The exchange has also become the go-to spot for U.S.-based and U.S.-focused marijuana firms. That’s because cannabis remains illegal at a federal level in the United States, and mainstream exchanges, such as the Toronto Stock Exchange or the New York Stock Exchange, don’t let listed companies participate in federally illegal activities.

The emergence of young, untested cannabis companies on exchanges such as the CSE has created a challenge for Canadian securities regulators. Despite success raising funds, many firms have been slow to adapt to the increased disclosure and corporate governance requirements that come with being publicly traded.

In October, the Canadian Securities Administrators put out a staff review notice indicating widespread problems:

  • “Licensed cannabis producers (LPs) often did not provide sufficient information in their financial statements and management’s discussion and analysis (MD&A) for an investor to understand their financial performance.”
  • “International Financial Reporting Standards (IFRS) require issuers to record growing cannabis plants at their fair value. 100% of the LPs we reviewed needed to improve their fair value and fair value related disclosures.”
  • “74% of issuers with cannabis operations in the U.S. did not provide sufficient disclosure about the risks related to their U.S. operations to satisfy the disclosure expectations.”

The review did note that, “where deficient disclosure was identified during our review, issuers either committed to prospective improvements or, when the deficiencies were pervasive, refiled certain documents.”

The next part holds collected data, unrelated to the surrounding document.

PR #913, opened 2026-08-06
bench: tool-reach benchmark for the 0.50.0 consolidation (154 flat vs compact vs 33 action-parameterized)

artokun:
## What this is

A **tool-reach benchmark**: does folding 154 flat MCP tools into 33
action-parameterized ones make models reach for the RIGHT tool more often, or
less often?

A score on the new surface alone cannot answer that, so the same 100
user-phrased requests run against three surfaces:

| arm | surface | how |
|---|---|---|
| `baseline` | 154 flat tools | pinned at **`d9e8971`** — the last commit before slice 8. The old surface is already gone from `main`; pinning the SHA is the only way the "before" number stays reproducible |
| `compact` | 3 meta-tools | today's default registration |
| `consolidated` | the final 33 | `main`, once the slices land — `--ref` makes that one command, not an edit |

```
npm run reach -- --arm baseline
npm run reach -- --arm compact --models claude/sonnet,ollama/qwen3:4b
npm run reach -- --arm consolidated --ref origin/main
npm run reach:report        # re-render from saved runs
npm run reach:selfcheck     # request set + fold map only
```

**Do not merge yet.** This is the measurement instrument plus the `baseline` and
`compact` numbers; the `consolidated` arm needs a re-run once slices 9–16 land.

## Nothing the model picks is executed

Not an optimisation — it is what makes the benchmark possible at all. The
surface under test can delete multi-GB checkpoints, uninstall node packs, rent
paid cloud GPUs, stop and restart the server, drop the GPU cache and file real
GitHub issues, against a **shared** ComfyUI with unrelated unsaved tabs open.
100 requests × 3 surfaces × several models is thousands of calls.

`scripts/tool-reach-dispatch.mjs` is the single choke point and it is an
**allowlist**: the only calls that ever reach real code are compact mode's
`list_tools` / `describe_tool`, because navigating the catalog is the cost being
measured on that arm. The escape hatch is *injected*, which is what makes the
guarantee testable rather than asserted — `tool-reach-dispatch.test.ts` fires
every destructive name on the surface through both the flat and the `call_tool`
path and fails if the hatch is ever touched.

The surface itself is real: `listRegisteredTools()` / `collectToolCatalog()` are
the same entry points `src/index.ts` uses, so the schemas are byte-identical to
what a client is told. That is the thing being measured, so it cannot be
stubbed.

## Scoring compares (tool, action), never the name alone

Name-only matching is a false-acceptance machine on the consolidated arm, and an
**asymmetric** one: `regenerate` folds into `generate_image action:"regenerate"`
and so does a plain render as `generate_image action:"image"`, so a wrong action
scores as a hit — while the 154-name baseline has no action to get wrong and
cannot benefit from the same leniency. The consolidation would look better than
it is, purely as a scoring artefact. (The same bug was live in
`arena-scenarios.mjs`'s `c.tool === "regenerate"` check.)

tool-only is reported as a separate, clearly labelled column, never the
headline. Reported separately: first-reach (tool+action), first-reach
(tool-only), reach-within-3, navigation cost, abstention on distractors, and a
wrong-tool **confusion matrix** — the actionable output, because it names which
tool is stealing which request.

## The request set is stratified, not sampled

57 neutral (the unbiased headline) · 30 targeting the seven predicted reach
failures H1–H7 · 9 ambiguity pairs where two tools legitimately compete · 4
negatives whose correct answer is no tool at all. Without the negatives, a model
that reaches on every turn is indistinguishable from one that reaches correctly.

No request names its own tool. `checkRequestSet()` rejects the snake/space/hyphen
forms, the folded `"<tool> <action>"` phrasing, and bare action tokens; the
irreducible overlaps (a user does say "VRAM") carry a written rationale, and the
tests prove the gate can fail.

## What the harness refuses to do

- **Merge incomparable episodes.** Every episode carries a fingerprint of the
  request as asked and the conditions the model could perceive. Raising the
  result cap or rewording a request invalidates the affected rows, which then
  resurface as missing coverage rather than being averaged in. A row with no
  fingerprint is dropped — "cannot tell" has to mean re-run.
- **Publish a partial arm as complete.** The report labels any row that did not
  cover all 100 requests.
- **Silently skip a model.** Every skip is reported next to the results with its
  reason.
- **Count a provider failure as a model failure.** Errored episodes are excluded
  from the accuracy denominators and reported separately.

## Additive

Nothing in `llm-arena.mjs` or `arena-scenarios.mjs` is touched — those are moving
under several slice PRs. The only edits outside `scripts/tool-reach-*` are three
`npm` scripts, two `.gitignore` lines, and five exact paths appended to
`check-tool-vocabulary.mts`'s `SELF` set for the files that hold retired names as
DATA (the fold map *is* the migration table; per-name `allowedIn` would need an
entry added by whichever slice retires that name, so every slice would collide
on this benchmark's exceptions).


artokun:
Status, so this isn't mistaken for pending work — it needs a rebase, not a review.

**Partly superseded.** #1003 has landed: the tool-reach corpus (`benchmarks/tool-reach.jsonl`), a one-command blind-arm runner, and `tool-reach-corpus.test.ts`, all green against current main.

**What this PR still holds that #1003 does not:** the three-arm comparison — `baseline` pinned at `d9e8971` (the last commit before slice 8), `compact`, and `consolidated` — plus the dispatch/foldmap/merge/report harness. That pinned baseline is the only reproducible "before" number, and once it's gone it cannot be reconstructed. That's why I'm not closing this.

**Why it's red.** It is **108 commits behind main**, and its checks last ran on 2026-08-06 against a main that no longer exists. It touches two files main has moved substantially since the merge base:

| file | commits on main since |
|---|---|
| `package.json` | 11 |
| `scripts/check-tool-vocabulary.mts` | 10 |

The second is the real work: that script was **rewritten** in #970 (it now enumerates via `git ls-files --others --exclude-standard` and reports tracked/untracked counts, because its old scan silently skipped untracked files — a gate with a blind spot). `git merge-tree` confirms conflicts there. So the red is staleness plus a genuine conflict, not a broken benchmark.

**Also worth noting:** the surface settled at **37** tools, not the 33 this PR's arms and title assume. The consolidated arm needs re-pointing before its number means anything.

**Parked behind the stabilization pass**, deliberately. Benchmark tooling isn't a stability fix, and I'd rather leave this honestly labelled than rebase 4,000 lines of it while user-facing defects are still landing. When it's picked up, the order is: rebase onto main, re-point the consolidated arm at 37, re-run all three arms, then read the number.

For anyone judging consolidation in the meantime: #1003's corpus measures the current surface, and it is the one that's green today.

artokun:
Closing — the question this benchmark existed to answer has been answered, and a leaner harness shipped in its place.

**What happened to the two halves of this PR:**

- `scripts/check-tool-vocabulary.mts` **landed on main** separately and is a live gate today.
- The tool-reach harness (`scripts/tool-reach*.mjs`, the stub server, dispatch/foldmap/merge/score) **did not**. `#1003` shipped a different, much smaller implementation of the same idea — `benchmarks/run-arm.mjs` + `benchmarks/tool-reach.jsonl` + a corpus test — targeted at the consolidated 37-tool surface that actually shipped, rather than the 154-flat vs compact vs 33-action comparison this branch was built to measure.

So this is being closed as **superseded in substance, not merged in form**. The consolidation it was meant to inform is done: the surface went 154 → 37 and the default mode flipped, both released in 0.50.x.

**The work is not lost.** Branch `bench/tool-reach` keeps all 5 commits and ~4,000 lines, including the stub server and scoring rig, which are more thorough than what replaced them. If a future consolidation needs to compare arms head-to-head again — rather than score a fixed corpus — reopen this or lift from the branch instead of rebuilding it.

Closing rather than leaving it open because a stale draft that no longer matches the shipped surface reads as pending work and quietly rots.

Insufficient disclosure has not prevented cannabis companies from aggressively promoting their stock.

Promotional activity is to be expected in any industry full of start-ups vying for retail investor dollars. But promotion in the cannabis space has been particularly flagrant and widespread, with companies paying tens or hundreds of thousands of dollars to “investor relations” firms that orchestrate favourable coverage – via blog posts, e-mail campaigns, web videos and social media – often aimed at unsophisticated retail investors.

The BCSC did not go into detail about their mandate with the CSE, but did point to their experience regulating junior mining, a sector notorious for promotional activity.

“The B.C. Securities Commission brings extensive knowledge and experience to the public venture markets by virtue of its long history regulating the junior mining sector and overseeing the TSX Venture Exchange with the Alberta Securities Commission,” Brenda Leong, the BCSC’s chair and chief executive officer, said in the news release. “We believe we can add significant value to supporting venture financing on CSE and managing issues unique to early-stage companies.”

“We will continue to work closely with our colleagues from the British Columbia Securities Commission to enhance our collective investor protection efforts and access to capital for B.C.-based entrepreneurs,” CSE chief executive Richard Carleton said in the news release.